Bize Abdullah b. Mesleme, ona Malik, ona Ebu Zinad, ona Arec, ona da Ebu Hureyre, Rasulullah'ın (sav) şöyle buyurduğu rivayet etmiştir: "(Malı daha ucuza alarak fazlasına satmak için) Ticaret için gelen kervanları şehre girmeden yolda karşılamayınız. Birbirinizin satışı üzerine satışta bulunmayın. Deveyi ve koyunu sütlü görünsünler diye sağmayı terk edip sütünü memesinde bekletmeyin. Bu durumda olan bir hayvanı satın alan kimse, onu sağdıktan sonra şu iki durum arasında muhayyerdir: Aldığı mala mevcut haliyle razı olursa ona sahip olur, razı olmazsa hayvanı bir sa' (ölçek) hurma ile geri verir."
Bize Said b. Amir, ona Saîd [Ebu Arûbe], ona Katâde [b. Diâme], ona Salih Ebu'l-Halil, ona Abdullah b. Haris, ona da Hakim b. Hizam'ın haber verdiğine göre Rasulullah (s.a) şöyle buyurmuştur: "Satıcı ile alıcı birbirlerinden ayrılmadıkları sürece (alışverişten) vazgeçme hakkına sahiptirler.
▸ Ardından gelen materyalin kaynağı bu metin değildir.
PR #1175, opened 2024-02-05
Added JAX implementation of CFR

kubicon:
Implementation of CFR that uses JAX. This allows running CFR with GPU acceleration. Speed up over python CFR implementation is ~10-times on CPU only.

The goal was to make it interchangable with the python CFR.


lanctot:
Hi, thanks for the PR!

The reason the wheel tests are failing is because you need an empty __init__.py file in evert directory. Your new one is missing it. Can you add it?

(Don't forget the license header even if the file is empty .. e.g. just copy one of the other ones)

lanctot (approved):

PR #1192, opened 2024-03-26
Remove nox

morLev:


lanctot:
Ok, as of this commit: https://github.com/google-deepmind/open_spiel/commit/eb18a3b011b90a56f696c942adf10bc4bcc79888 we've now removed Python 3.8 support.

This will hopefully unblock this PR. Can you pull changes from master?

docs/install.md
```diff
@@ -132,14 +131,6 @@ In a nutshell:
     ./open_spiel/scripts/build_and_run_tests.sh
     ```
 
-    **Building and testing using PIP**
-
-    ```bash
-    python3 -m pip install .
```
lanctot, line 138: Leave this section because OpenSpiel can still be installed using pip this way. Just remove the next two lines

lanctot (changes requested):

lanctot (changes requested):
Also can you remove the reference to nox in the comment here: https://github.com/google-deepmind/open_spiel/blob/eb18a3b011b90a56f696c942adf10bc4bcc79888/setup.py#L122

lanctot (changes requested):
Let's please also remove the TRAVIS_USE_NOX environment variable from .github/workflows/* and from open_spiel/scripts/*

lanctot (changes requested):
Great, thanks!

lanctot (approved):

Eğer doğru söyler ve (şayet bir kusur varsa bunu) açıklarlarsa bu alışverişlerinde bereket bulurlar. Şayet yalan söyler ve var olan bir ayıbı gizlerlerse alışverişlerinde bereket olmaz."
Bize Ebu'l-Velid [Hişam b. Abdülmelik], ona Şu'be [b. Haccâc], ona da Katâde [b. Diâme] şöyle nakletmiştir: "Satıcı ve alıcı birbirlerinden ayrılmadıkları sürece bu alışverişten vazgeçme hakkına sahiptirler. Eğer onlar doğru söyler ve (varsa mallarının kusurunu) açıklarlarsa bu alışverişlerinde bereket bulurlar. Lakin yalan söyler ve var olan bir ayıbı gizlerlerse alışverişlerindeki bereket yok olur."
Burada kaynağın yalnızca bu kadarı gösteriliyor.